This project took place at our Edinburgh centre which operated between 2008 and 2021.
Why do we need this research?
Around 1 in 10 pregnant women have chronic hypertension – high blood pressure before or early in pregnancy. Almost half of these will go on to develop pre-eclampsia, a condition that is characterised by a combination of raised blood pressure and protein in the urine. Pre-eclampsia can be dangerous for the mother and also puts the baby at risk of being born too small or too soon.
Blood pressure monitoring and urine analysis are carried out routinely at antenatal appointments to check for pre-eclampsia. However, to keep pregnant women safe during the COVID-19 pandemic, the NHS has had to reduce the amount of face-to-face contact women have with their care providers. For women at high risk of developing pre-eclampsia or who are shielding due to serious underlying medical conditions, self-monitoring of blood pressure and urine may therefore be necessary to make sure that pre-eclampsia is not missed.

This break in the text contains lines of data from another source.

PR #137, opened 2017-11-17
adds support to Mesh_MSTK for RegionType::ALL, and tests in serial and parallel

ecoon:
I spent some time trying to find how this was implemented, as I'm fairly sure it was at some point.  Maybe in MSTK proper?  Even if it is implemented there, I think this is the better strategy.

The RegionType::ALL was introduced a while ago to allow MeshLogical to use regions effectively.  This adds support for this region type to Mesh_MSTK in addition to MeshLogical.

I like the semantics of this because it requires the user to still specify the region, with a "region: all" type.  This means there is no "magic name" to remember (or worse, mistakenly use that name to refer to a different region type).

### DIFF
--- a/doc/input_spec/AmanziNativeSpecV7.rst
+++ b/doc/input_spec/AmanziNativeSpecV7.rst
@@ -4829,7 +4829,7 @@ User-defined regions are constructed using the following syntax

What happened in this project?
Self-monitoring of blood pressure outside of pregnancy has been shown to increase convenience, empower patients, improve adherence to medication and improve blood pressure control. Despite this, home blood pressure monitoring has not been widely adopted, perhaps due to the challenges associated with implementing new models of care.
As a result of the COVID-19 pandemic, researchers at the Tommy’s Centre for Maternal and Fetal Health in Edinburgh contributed to a Scottish government initiative to roll out home blood pressure monitoring and urine analysis to high-risk and shielded pregnant women across Scotland. Uptake varied in different NHS health boards, with several barriers being identified that prevented women and their caregivers from engaging with the rollout. In general, the team found that almost all women were supportive of home monitoring.
What difference will this project make?
This project has shown that pregnant women were happy to monitor blood pressure and urine at home. In the short term, this could help shielded or high-risk pregnant women by reducing the need for face-to-face appointments during the COVID-19 pandemic. Self-monitoring might also be beneficial in the longer term, particularly for women in more rural and remote locations who have to travel long distances to attend antenatal appointments.